Rebuilt structure of the stream

Diver with mussel

In the summer of 2023, Rewilding Sweden began work on the five-kilometer stretch of the stream that runs through SCA's land and is to be restored in the first stage. With the help of an excavator, old timber remnants were removed and the structure of the stream was rebuilt by creating levelled rapids, digging deep holes, and placing stones and dead wood to mimic a natural waterway. In this way, environments are created where fish and other species thrive and can reproduce.

Abram Stream is located in a relatively deep valley, which has a rich flora, and many conservation species thrive here, both on land and in water. For example, the rare and sensitive freshwater pearl mussel lives in the stream. Freshwater pearl mussels serve an important function as they filter the water, improving water quality for other animals.

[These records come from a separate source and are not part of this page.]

PR #8332, opened 2026-08-05
add WebKitGTK browser detection and device profile

IGS-GIT:
### Changes

- Add WebKitGTK User-Agent detection in browser.js and export epiphany in browser.d.ts.
- Scope browser.safari strictly to Apple platforms to prevent non-Apple WebKit engines on Linux from being misidentified as Safari.
- Add webkitGtk to BrowserName in apphost.js for accurate device name display in the UI.
- Update browserDeviceProfile.js to support 10-bit HEVC (Main 10, Level 6.2), 6-channel surround audio, and fMP4 HLS streaming for WebKitGTK.
- Disable direct MKV progressive HTTP streaming for Linux WebKit in testCanPlayMkv() to trigger on-the-fly container remuxing and prevent stream buffering hangs.
- Set preferFmp4HlsContainer to enabled by default for WebKitGTK in userSettings.js.
- Add unit tests for WebKitGTK UA detection in browser.test.ts.

### Images

Before:
Screenshot From 2026-08-09 20-44-39

After:
Screenshot From 2026-08-09 20-52-40

---

* [ x] I have read and followed the [contributing guidelines](https://github.com/jellyfin/jellyfin-web/blob/master/CONTRIBUTING.md).
* [ x] I have tested these changes.
* [ x I have verified that this is not duplicating changes in an existing PR.
* [ x] I have provided a *substantive* review of [another web PR](https://github.com/jellyfin/jellyfin-web/pulls?q=is%3Apr+is%3Aopen+-label%3Adependencies+-label%3Ablocked+-label%3Abackend+-label%3Ainvalid+-label%3A"merge+conflict"+-label%3Astale+-author%3A%40me).

### DIFF
--- a/src/scripts/browser.js
+++ b/src/scripts/browser.js
@@ -201,7 +201,7 @@ const uaMatch = function (ua) {
         || /(opera)[ /]([\w.]+)/.exec(ua)
         || /(opr)[ /]([\w.]+)/.exec(ua)
         || /(chrome)[ /]([\w.]+)/.exec(ua)
-        || /(safari)[ /]([\w.]+)/.exec(ua)
+        || /(applewebkit|webkit)[ /]([\w.]+)/.exec(ua)
         || /(firefox)[ /]([\w.]+)/.exec(ua)
         || !ua.includes('compatible') && /(mozilla)(?:.*? rv:([\w.]+)|)/.exec(ua)
         || [];
@@ -223,6 +223,10 @@ const uaMatch = function (ua) {
 
     if (browser === 'opr') {
         browser = 'opera';
+    }
+
+    if (browser === 'applewebkit') {
+        browser = 'webkit';
     }
 
     let version;
@@ -264,10 +268,6 @@ export const detectBrowser = (userAgent = navigator.userAgent) => {
 
     browser.edgeChromium = browser.edg || browser.edga || browser.edgios;
 
-    if (!browser.chrome && !browser.edgeChromium && !browser.edge && !browser.opera && normalizedUA.includes('webkit')) {
-        browser.safari = true;
-    }
-
     browser.osx = normalizedUA.includes('mac os x');
 
     // This is a workaround to detect iPads on iOS 13+ that report as desktop Safari
@@ -295,6 +295,17 @@ export const detectBrowser = (userAgent = navigator.userAgent) => {
     browser.operaTv = browser.tv && normalizedUA.includes('opr/');
 
     browser.edgeUwp = (browser.edge || browser.edgeChromium) && (normalizedUA.includes('msapphost') || normalizedUA.includes('webview'));
+
+    const isApplePlatform = browser.osx || browser.iphone || browser.ipad || browser.ipod || normalizedUA.includes('mac os x');
+    const isLinux = normalizedUA.includes('linux') && !browser.android && !browser.tizen && !browser.web0s;
+
+    if (browser.webkit) {
+        if (isApplePlatform) {
+            browser.safari = true;
+        } else if (isLinux && !browser.tv && !browser.titanos && !browser.vidaa && !browser.hisense) {
+            browser.webkitGtk = true;
+        }
+    }
 
     if (browser.web0s) {
         browser.web0sVersion = web0sVersion(browser);
--- a/src/scripts/browser.js
+++ b/src/scripts/browser.js
@@ -201,6 +201,7 @@ const uaMatch = function (ua) {
         || /(opera)[ /]([\w.]+)/.exec(ua)
         || /(opr)[ /]([\w.]+)/.exec(ua)
         || /(chrome)[ /]([\w.]+)/.exec(ua)
+        || /(epiphany)[ /]([\w.]+)/.exec(ua)
         || /(safari)[ /]([\w.]+)/.exec(ua)
         || /(firefox)[ /]([\w.]+)/.exec(ua)
         || !ua.includes('compatible') && /(mozilla)(?:.*? rv:([\w.]+)|)/.exec(ua)
@@ -264,10 +265,6 @@ export const detectBrowser = (userAgent = navigator.userAgent) => {
 
     browser.edgeChromium = browser.edg || browser.edga || browser.edgios;
 
-    if (!browser.chrome && !browser.edgeChromium && !browser.edge && !browser.opera && normalizedUA.includes('webkit')) {
-        browser.safari = true;
-    }
-
     browser.osx = normalizedUA.includes('mac os x');
 
     // This is a workaround to detect iPads on iOS 13+ that report as desktop Safari
@@ -275,6 +272,15 @@ export const detectBrowser = (userAgent = navigator.userAgent) => {
     // https://forums.developer.apple.com/thread/119186
     if (browser.osx && !browser.iphone && !browser.ipod && !browser.ipad && navigator.maxTouchPoints > 1) {
         browser.ipad = true;
+    }
+
+    const isApplePlatform = browser.osx || browser.iphone || browser.ipad || browser.ipod || normalizedUA.includes('mac os x');
+    if (!browser.chrome && !browser.edgeChromium && !browser.edge && !browser.opera && isApplePlatform && normalizedUA.includes('webkit')) {
+        browser.safari = true;
+    }
+
+    if (browser.safari && !isApplePlatform) {
+        delete browser.safari;
     }
 
     if (isMobile(normalizedUA)) {
@@ -290,6 +296,7 @@ export const detectBrowser = (userAgent = navigator.userAgent) => {
     browser.vega = normalizedUA.includes('kepler');
     browser.vidaa = normalizedUA.includes('vidaa');
     browser.web0s = isWeb0s(normalizedUA);
+    browser.epiphany = normalizedUA.includes('epiphany');
 
     browser.tv = browser.ps4 || browser.vega || browser.xboxOne || isTv(normalizedUA);
     browser.operaTv = browser.tv && normalizedUA.includes('opr/');
@@ -319,6 +326,9 @@ export const detectBrowser = (userAgent = navigator.userAgent) => {
         delete browser.safari;
         // UserAgent string contains 'Mobile Chrome', but it is a TV
         delete browser.mobile;
+    } else if (browser.epiphany) {
+        // UserAgent string contains 'Safari', but we only want 'epiphany' to be true
+        delete browser.safari;
     } else {
         browser.orsay = normalizedUA.includes('smarthub');
     }
--- a/src/scripts/browser.test.ts
+++ b/src/scripts/browser.test.ts
@@ -35,4 +35,15 @@ describe('Browser', () => {
         expect(browser.xboxOne).toBe(true);
         expect(browser.tv).toBe(true);
     });
+
+    it('should identify Epiphany browsers', () => {
+        const browser = detectBrowser('Mozilla/5.0 (X11; Linux x86_64) AppleWebKit/605.1.15 (KHTML, like Gecko) Version/17.0 Epiphany/45.0 Safari/605.1.15');
+        expect(browser.epiphany).toBe(true);
+        expect(browser.safari).toBeFalsy();
+    });
+
+    it('should not identify generic Linux WebKit as Safari', () => {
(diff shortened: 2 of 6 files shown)


src/scripts/settings/userSettings.js
```diff
@@ -181,7 +181,7 @@ export class UserSettings {
         }
 
         // Enable it by default only for the platforms that play fMP4 for sure.
-        return toBoolean(this.get('preferFmp4HlsContainer', false), browser.safari || browser.firefox || browser.chrome || browser.edgeChromium);
+        return toBoolean(this.get('preferFmp4HlsContainer', false), browser.safari || browser.firefox || browser.chrome || browser.edgeChromium || browser.epiphany || !browser.mobile);
```
dmitrylyzo: You are enabling fMP4 on any non-mobile platform (`|| !browser.mobile`).

src/scripts/browserDeviceProfile.js
```diff
@@ -360,7 +366,7 @@ function getDirectPlayProfileForVideoContainer(container, videoAudioCodecs, vide
             supported = browser.tizen;
             break;
         case 'mov':
-            supported = browser.safari || browser.tizen || browser.web0s || browser.chrome || browser.edgeChromium || browser.edgeUwp;
+            supported = browser.safari || browser.tizen || browser.web0s || browser.chrome || browser.edgeChromium || browser.edgeUwp || browser.epiphany || !browser.mobile;
```
dmitrylyzo: You are enabling MOV on any non-mobile platform - `|| !browser.mobile`.

src/scripts/browserDeviceProfile.js
```diff
@@ -457,7 +463,7 @@ function getPhysicalAudioChannels(options, videoTestElement) {
         return options.audioChannels;
     }
 
-    const isSurroundSoundSupportedBrowser = browser.safari || browser.chrome || browser.edgeChromium || browser.firefox || browser.tv || browser.ps4 || browser.xboxOne;
+    const isSurroundSoundSupportedBrowser = browser.safari || browser.chrome || browser.edgeChromium || browser.firefox || browser.epiphany || browser.tv || browser.ps4 || browser.xboxOne || !browser.mobile;
```
dmitrylyzo: You are enabling Surround sound on any non-mobile platform - `|| !browser.mobile`.

src/scripts/browserDeviceProfile.js
```diff
@@ -683,7 +689,7 @@ export default function (options) {
     }
 
     if (canPlayHevc(videoTestElement, options)
-        && (browser.edgeChromium || browser.safari || browser.tizen || browser.web0s || (browser.chrome && (!browser.android || browser.versionMajor >= 105)) || (browser.opera && !browser.mobile) || (browser.firefox && browser.versionMajor >= 134))) {
+        && (browser.edgeChromium || browser.safari || browser.epiphany || browser.tizen || browser.web0s || (browser.chrome && (!browser.android || browser.versionMajor >= 105)) || (browser.opera && !browser.mobile) || (browser.firefox && browser.versionMajor >= 134) || !browser.mobile)) {
```
dmitrylyzo: Again, `|| !browser.mobile` simply ignores all previous constraints on non-mobile platform. Why did you add it?

src/scripts/browserDeviceProfile.js
```diff
@@ -1150,6 +1156,11 @@ export default function (options) {
     let maxHevcLevel = 120;
     let hevcProfiles = 'main';
 
+    if (canPlayHevc(videoTestElement, options)) {
+        maxHevcLevel = 186;
+        hevcProfiles = 'main|main 10';
+    }
```
dmitrylyzo: You should check if level 186 is supported, not just HEVC.

Keep the tests in ascending order.

I think the HEVC level upgrade should be moved to a separate PR because it isn't tied to Epiphany browser.

src/scripts/browser.js
```diff
@@ -319,6 +326,9 @@ export const detectBrowser = (userAgent = navigator.userAgent) => {
         delete browser.safari;
         // UserAgent string contains 'Mobile Chrome', but it is a TV
         delete browser.mobile;
+    } else if (browser.epiphany) {
+        // UserAgent string contains 'Safari', but we only want 'epiphany' to be true
+        delete browser.safari;
```
dmitrylyzo: Don't all browsers on Apple platform use the Safari engine?

We probably shouldn't delete `browser.safari` just because it's also Epiphany.

Moreover, the match for Epiphany goes before Safari: https://github.com/IGS-GIT/jellyfin-web/blob/9681219d04a2b0eba7d2802f7f0e700e655be7fa/src/scripts/browser.js#L203-L205
So I think we can remove this block.

src/scripts/browser.js
```diff
@@ -290,6 +296,7 @@ export const detectBrowser = (userAgent = navigator.userAgent) => {
     browser.vega = normalizedUA.includes('kepler');
     browser.vidaa = normalizedUA.includes('vidaa');
     browser.web0s = isWeb0s(normalizedUA);
+    browser.epiphany = normalizedUA.includes('epiphany');
```
dmitrylyzo: I would keep the alphabetical order.

src/scripts/browser.js
```diff
@@ -277,6 +274,15 @@ export const detectBrowser = (userAgent = navigator.userAgent) => {
...
     }
 
+    const isApplePlatform = browser.osx || browser.iphone || browser.ipad || browser.ipod || normalizedUA.includes('mac os x');
+    if (!browser.chrome && !browser.edgeChromium && !browser.edge && !browser.opera && isApplePlatform && normalizedUA.includes('webkit')) {
+        browser.safari = true;
+    }
+
+    if (browser.safari && !isApplePlatform) {
+        delete browser.safari;
+    }
```
dmitrylyzo: Maybe rewrite it like this?
```suggestion
    const isApplePlatform = browser.osx || browser.iphone || browser.ipad || browser.ipod || normalizedUA.includes('mac os x');

    if (isApplePlatform) {
        if (!browser.chrome && !browser.edgeChromium && !browser.edge && !browser.opera && normalizedUA.includes('webkit')) {
            browser.safari = true;
        }
    } else {
        // No Safari on non-Apple platform
        delete browser.safari;
    }
```
Technically, this will remove `browser.safari` from webOS, Tizen, Vega, etc.

src/scripts/browser.test.ts
```diff
@@ -35,4 +35,15 @@ describe('Browser', () => {
...
     });
+
+    it('should identify Epiphany browsers', () => {
+        const browser = detectBrowser('Mozilla/5.0 (X11; Linux x86_64) AppleWebKit/605.1.15 (KHTML, like Gecko) Version/17.0 Epiphany/45.0 Safari/605.1.15');
+        expect(browser.epiphany).toBe(true);
+        expect(browser.safari).toBeFalsy();
+    });
+
+    it('should not identify generic Linux WebKit as Safari', () => {
+        const browser = detectBrowser('Mozilla/5.0 (X11; Linux x86_64) AppleWebKit/605.1.15 (KHTML, like Gecko) Version/60.5 Safari/605.1.15');
```
dmitrylyzo: Such a browser will become unidentified. I don't know how to handle this. 🤷

src/scripts/browserDeviceProfile.js
```diff
@@ -20,7 +20,10 @@ function canPlayHevc(videoTestElement, options) {
         && (videoTestElement.canPlayType('video/mp4; codecs="hvc1.1.L120"').replace(/no/, '')
         || videoTestElement.canPlayType('video/mp4; codecs="hev1.1.L120"').replace(/no/, '')
         || videoTestElement.canPlayType('video/mp4; codecs="hvc1.1.0.L120"').replace(/no/, '')
-        || videoTestElement.canPlayType('video/mp4; codecs="hev1.1.0.L120"').replace(/no/, ''));
+        || videoTestElement.canPlayType('video/mp4; codecs="hev1.1.0.L120"').replace(/no/, '')
+        || videoTestElement.canPlayType('video/mp4; codecs="hevc"').replace(/no/, '')
+        || videoTestElement.canPlayType('video/mp4; codecs="hvc1"').replace(/no/, '')
+        || videoTestElement.canPlayType('video/mp4; codecs="hev1"').replace(/no/, ''));
```
dmitrylyzo: Does this work? Shouldn't the codec be fully specified?

dmitrylyzo:
In addition, you haven't fully completed the PR template.

IGS-GIT:
> In addition, you haven't fully completed the PR template.

Sorry about that. I removed sections that I thought weren't applicable to my PR. I haven't had much time to review your feedback but I'll try to get it all cleared up tonight.

src/scripts/browserDeviceProfile.js
IGS-GIT: Sorry. It seemed okay at the time since I wasn't testing for mobile. I've removed all of these in the latest amendment

src/scripts/browserDeviceProfile.js
IGS-GIT: Sorry. I'll omit this. I'll save it for a future commit

src/scripts/browser.js
IGS-GIT: This was before I added the uaMatch. Forgot to delete this block. Sorry

src/scripts/browser.js
IGS-GIT: Noted. This is much cleaner. Thanks

src/scripts/browser.test.ts
IGS-GIT: This was intentional. Before, any non-Apple Webkit browser would be flagged as Safari, and since they don't have Apple's proprietary codecs, they would fallback to transcoding, or sometimes not load anything at all. This aimed to fix it, but now in hindsight, there are other browsers that would get fallbacked for no reason. I'm working on a rework of this PR to broaden its scope to WebkitGTK as a whole, not just Epiphany, since all browsers that use it also use the same codec stack, GStreamer.

src/scripts/browserDeviceProfile.js
IGS-GIT: Fair point. I'll remove these queries. Sorry

sjorge:
Would it not make more sense in src/scripts/browser.js

To first detect the browser as webkit for all webkit based ones and the further narrow it down to safari if needed?

Both seem to include "AppleWebKit/<VERSION>" in there UA string, this (https://github.com/jellyfin/jellyfin-web/pull/8332/changes#diff-378b0a54e4583efb41b757de74042838c767d39412921ff381fe1c59bfc74cd2R229) can then be dropped, and the ua matcher here (https://github.com/jellyfin/jellyfin-web/pull/8332/changes#diff-378b0a54e4583efb41b757de74042838c767d39412921ff381fe1c59bfc74cd2R204-R205) can just match on webkit.

This (https://github.com/jellyfin/jellyfin-web/pull/8332/changes#diff-378b0a54e4583efb41b757de74042838c767d39412921ff381fe1c59bfc74cd2R283-R290) can then just set browser.safari if it matches (no need to delete as it was never create in the first place).

Note: I am not super familiar with browser.js so I might have missed something obvious why this won't work.

IGS-GIT:
> Would it not make more sense in src/scripts/browser.js
> 
> To first detect the browser as webkit for all webkit based ones and the further narrow it down to safari if needed?
> 
> Both seem to include "AppleWebKit/" in there UA string, this (https://github.com/jellyfin/jellyfin-web/pull/8332/changes#diff-378b0a54e4583efb41b757de74042838c767d39412921ff381fe1c59bfc74cd2R229) can then be dropped, and the ua matcher here (https://github.com/jellyfin/jellyfin-web/pull/8332/changes#diff-378b0a54e4583efb41b757de74042838c767d39412921ff381fe1c59bfc74cd2R204-R205) can just match on webkit.
> 
> This (https://github.com/jellyfin/jellyfin-web/pull/8332/changes#diff-378b0a54e4583efb41b757de74042838c767d39412921ff381fe1c59bfc74cd2R283-R290) can then just set browser.safari if it matches (no need to delete as it was never create in the first place).
> 
> Note: I am not super familiar with browser.js so I might have missed something obvious why this won't work.

Fair point. I cleaned up and updated the detection logic. Let me know if it looks okay

IGS-GIT:
Any chance for a re-review? Let me know if there are any issues with the request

"In order to prevent harm to the mussels that were already in the stream, we relocated thousands of individuals to a safe place upstream in the watercourse before starting our work. These individuals will be moved back when all the work is completed," Henrik explains.

Successful efforts

Restoring waterways takes time. Rewilding Sweden managed to restore approximately 22 meters per day in 2023. Out of the five kilometers that need to be addressed, half of them was completed it this year, with the remaining work to be done in the next season.

“It's tough work, but it's very rewarding to see the river and its adjacent riparian forest environments come back to life," says Henrik. "We succeeded well with our efforts this year! An underwater photographer who documents much of our work was able to see how, after just a few days, there were young trout swimming in almost every deep pool that we had dug. This is really exciting because these were sections that were previously considered almost sterile from a fish perspective. The previously high water velocity made it impossible for fish resting places and accumulation of food. The insect larvae that previously lived in the river consisted almost exclusively of midge larvae. Nowadays, there are considerably more habitats that contribute to greater biodiversity.”

Restoring watercourses like Abramsån also benefits the surrounding environment. When water moves slower through the landscape, it provides ecological advantages for various processes, vegetation, birds, insects, and fish.


Rewilding largely focuses on enabling nature to stand on its own, and without a functioning hydrology, which refers to the movement of water through the landscape, this becomes difficult. Hydrology is the foundation of biology, including the composition and distribution of vegetation as well as the habitats of animals. Therefore, our guiding principle is to create "wild water landscapes," Henrik concludes.

Divers near a freshwater pearl mussel. Photo by Arthur de Bruin.


About Rewilding Sweden

Rewilding Sweden is a Swedish partner of Rewilding Europe. They work to give more space to wild plant and animal life across Europe. The Swedish vision is "A wilder Sweden with more room for the lives of animals and nature, benefiting society and nature."